Time-Changes of Heisenberg nilflows

TL;DR

This paper studies the dynamics of Heisenberg nilflows, constructing special functionals with scaling properties, and proves that generic time-changes lead to mixing with polynomial or stretched polynomial decay of correlations.

Contribution

It introduces Bufetov functionals for Heisenberg nilflows, proving their analyticity and using this to establish mixing and decay of correlations for generic time-changes.

Findings

Generic non-trivial time-changes are mixing.

Decay of correlations can be polynomial or stretched polynomial.

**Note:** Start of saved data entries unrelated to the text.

PR #2554, opened 2025-07-29
fix: add `name` to `IndexConfig` + fix type error in Python bindings

MarkMcCaskey:
Hello! I was upgrading our client and I noticed a few issues.

1. `name` in `IndexConfig` is not exposed in the python types (it exists on the type though https://github.com/lancedb/lancedb/blob/70d9b04ba595bc57d4a1e4ec5668a1a36608a2cd/python/src/index.rs#L183-L192)
2. `wait_timeout` on RemoteTable has a default value of `None` but the type is not optional. The linter on my side made this hard to workaround.

### DIFF
--- a/python/python/lancedb/remote/table.py
+++ b/python/python/lancedb/remote/table.py
@@ -148,7 +148,7 @@ class RemoteTable(Table):
         column: str,
         *,
         replace: bool = False,
-        wait_timeout: timedelta = None,
+        wait_timeout: Optional[timedelta] = None,
         with_position: bool = False,
         # tokenizer configs:
         base_tokenizer: str = "simple",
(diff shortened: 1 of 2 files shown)


python/python/lancedb/remote/table.py
```diff
@@ -114,7 +114,7 @@ def create_scalar_index(
         index_type: Literal["BTREE", "BITMAP", "LABEL_LIST", "scalar"] = "scalar",
         *,
         replace: bool = False,
-        wait_timeout: timedelta = None,
```
wkalt, line 117: could we do the same for create_fts_index as well?

wkalt (approved):
@MarkMcCaskey thanks a lot for this, just one minor comment.

python/python/lancedb/remote/table.py
MarkMcCaskey: Oh yeah, good catch! fixed

wkalt:
superseded by https://github.com/lancedb/lancedb/pull/2660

Bufetov functionals exhibit modularity and scaling properties.

Abstract

We consider the three dimensional Heisenberg nilflows. Under a full measure set Diophantine condition on the generator of the flow we construct Bufetov functionals which are asymptotic to ergodic integrals for sufficiently smooth functions, have a modular property and scale exactly under the renor- malization dynamics. We then prove analyticity of the functionals in the transverse directions to the flow. As a consequence of this analyticity property we derive that there exists a full measure set of nilflows such that generic (non-trivial) time-changes are mixing and moreover have a "stretched polynomial" decay of correlations for sufficiently smooth functions. Moreover we also prove that there exists a full Hausdorff dimension set of nilflows such that generic non-trivial time-changes have polynomial decay of correlations.